Literature DB >> 32101581

Vascular density in age-related macular degeneration after one year of antiVEGF treatment with treat-and-extend and fixed regimens.

Miklós D Resch1, Anikó Balogh1,2, Gábor Gy Deák3, Zoltán Z Nagy1, András Papp1.   

Abstract

Treatment of neovascular age-related macular degeneration (nAMD) with VEGF can be performed with several posologies. The purpose of our cross-sectional study was to analyze retinal vessel density by quantitative OCT-angiography (OCT-A) and to compare treat-and-extend (T&E) and fixed treatment protocols to a control group with dry AMD. Altogether 48 patients were enrolled: 13 eyes with T&E protocol ranibizumab treatment (group A) and 17 eyes with fixed regimen aflibercept therapy (group B), the control group comprised 18 eyes with dry AMD (group C).
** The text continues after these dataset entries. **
PR #1319, opened 2022-10-19
Fix docs on which dirs are mounted in container

### LINKED ISSUE #1318: Docs seem wrong about which folders are mounted in container
### Description

The FAQ ("Tips and tricks") section of the docs claims:

> The project directory is mounted inside the container as `/project`, the output directory for the wheels as `/output`.

It seems to me like neither of these folders are actually mounted: The only thing that is mounted according to the [docker/podman CLI args](https://github.com/pypa/cibuildwheel/blob/6c361f0193ca23e7355ad157a38e99903bc3c921/cibuildwheel/oci_container.py#L91) is `/host`, while `/project` is [copied in at the start](https://github.com/pypa/cibuildwheel/blob/6c361f0193ca23e7355ad157a38e99903bc3c921/cibuildwheel/linux.py#L149) and `/output` is [copied out at the end](https://github.com/pypa/cibuildwheel/blob/6c361f0193ca23e7355ad157a38e99903bc3c921/cibuildwheel/linux.py#L363).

One year after the start of the treatment, quantitative OCT-A (AngioVue-Optovue, Fermont, USA) was performed: superficial and deep retinal vessel densities were analyzed in the foveal and parafoveal regions. Our results show, that the density of retinal superficial vasculature in the fovea was not different between the treatment groups (A: 25.9±9.1%; B: 24.3%±8.9), neither from group C (25.6±4.8%). Superficial parafoveal vascular density of the retina, however, was decreased in both treated groups (A: 46.7±9.1%, B: 42.9±6.1%, C: 49.7±4.9%). In the deep retinal plexus, vascular density was lower in both treatment groups compared to that of in controls in both the foveal and parafoveal area (A: 29.8±6.3%, B: 32.5±6.9%, C: 36.4±1.7% and A: 46.3±3.8%, B: 47.1±5.3%, C: 49.7±4.9%, foveal and parafoveal respectively). Our data suggest, that after one year of anti-VEGF treatment, reduced macular vessel density in three of the four examined vascular regions can be found independent of the treatment regimen.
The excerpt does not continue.